Stored data
>>

PR #887, opened 2017-05-04
No buffer in browser

### LINKED ISSUE #846: Axios 0.16.1 adds buffer.js to the browser bundle, tripling its size
#### Summary

It looks like latest version includes `buffer.js` on the browser bundle even if not actually used.
This makes axios bundle size **3 times bigger**, adding 22kB to the minified size (0.16.0 is 11.9 KB while 0.16.1 is 33.9kB).

#### Context

- axios version: v0.16.1

fgnass:
This PR fixes #846 by using Feross' [is-buffer](https://github.com/feross/is-buffer) module instead `Buffer.isBuffer()`.

### DIFF
--- a/lib/adapters/http.js
+++ b/lib/adapters/http.js
@@ -10,7 +10,6 @@ var httpsFollow = require('follow-redirects').https;
 var url = require('url');
 var zlib = require('zlib');
 var pkg = require('./../../package.json');
-var Buffer = require('buffer').Buffer;
 var createError = require('../core/createError');
 var enhanceError = require('../core/enhanceError');
 
@@ -30,7 +29,7 @@ module.exports = function httpAdapter(config) {
     }
 
     if (data && !utils.isStream(data)) {
-      if (utils.isBuffer(data)) {
+      if (Buffer.isBuffer(data)) {
         // Nothing to do...
       } else if (utils.isArrayBuffer(data)) {
         data = new Buffer(new Uint8Array(data));
--- a/lib/utils.js
+++ b/lib/utils.js
@@ -1,6 +1,7 @@
 'use strict';
 
 var bind = require('./helpers/bind');
+var isBuffer = require('is-buffer');
 
 /*global toString:true*/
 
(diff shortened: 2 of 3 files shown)


albertogasparin:
An alternative to include the `is-buffer` module is just changing the `isBuffer` function to:
```js
function isBuffer (obj) {
  return !!obj.constructor && typeof obj.constructor.isBuffer === 'function' && obj.constructor.isBuffer(obj)
}
```

fgnass:
I removed the `require` call because http.js is only used in Node.js and `Buffer` is a global there so there's no need for importing it. I'm fine with inlining the is-buffer code in `utils.js` as we don't really need the extra checks for node 0.10 and Safari 4/5 that are provided by Feross' module.

fgnass:
... in http.js it's fine to use the native `Buffer.isBuffer()` check directly which, as a positive side effect, also covers the `SlowBuffer` case.

albertogasparin:
@csvbox I know, as it's a one liner it looks silly to me importing a 3rd party dependency
@fgnass Are you sure that by using `Buffer.isBuffer()` in http.js Webpack is not including `Buffer` anyway? Is it not the reason why `is-buffer` was created (and you imported it) in first place?

csvbox:
> I removed the require call because http.js is only used in Node.js

Does it matter for the webpack build? In webpack.config.js I don't see separate targets defined for `node` or `web`, so even if you reference Buffer only in http.js, it would still be included, right? If yes, all other changes are rendered pointless.

fgnass:
@csvbox Webpack respects the `"browser"` field in package.json (https://github.com/mzabriskie/axios/blob/master/package.json#L71) and therefore replaces `http.js` with `xhr.js` whenever it is required.

albertogasparin:
@csvbox I've tested @fgnass code and it works
@fgnass May I ask you what it the reason to include `is-buffer` now? It looks like it's not used anywhere. I think `Buffer.isBuffer` in `http.js` is all we need (and it's supported by node since ever, so checking if it exists seems pointless).

albertogasparin:
My bad, `utils.isBuffer` is actually used in `lib/defaults.js` (missed it when I re-checked the project...).
Only question left for me is whenever include `is-buffer` module or write the one liner.

csvbox:
> Webpack respects the "browser" field in package.json (https://github.com/mzabriskie/axios/blob/master/package.json#L71) and therefore replaces http.js with xhr.js whenever it is required.

@fgnass sorry I didn't see that before, thanks

fgnass:
I would opt for keeping `is-buffer` as it already comes with good test coverage. We would otherwise have to copy the tests too. Small modules FTW.

rubennorte:
We're usually avoiding adding new dependencies to the project but since the module is very small I think it's OK. @mzabriskie, @nickuraltsev WDYT?

nickuraltsev:
I'm ok with this dependency. @fgnass Thank you for the PR!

<<

→ **Work to complete**: Copy each line in the entries above where "would" turns up.

→ **Solution to the problem**:
Does it matter for the webpack build? In webpack.config.js I don't see separate targets defined for `node` or `web`, so even if you reference Buffer only in http.js, it would still be included, right? If yes, all other changes are rendered pointless.
I would opt for keeping `is-buffer` as it already comes with good test coverage. We would otherwise have to copy the tests too. Small modules FTW.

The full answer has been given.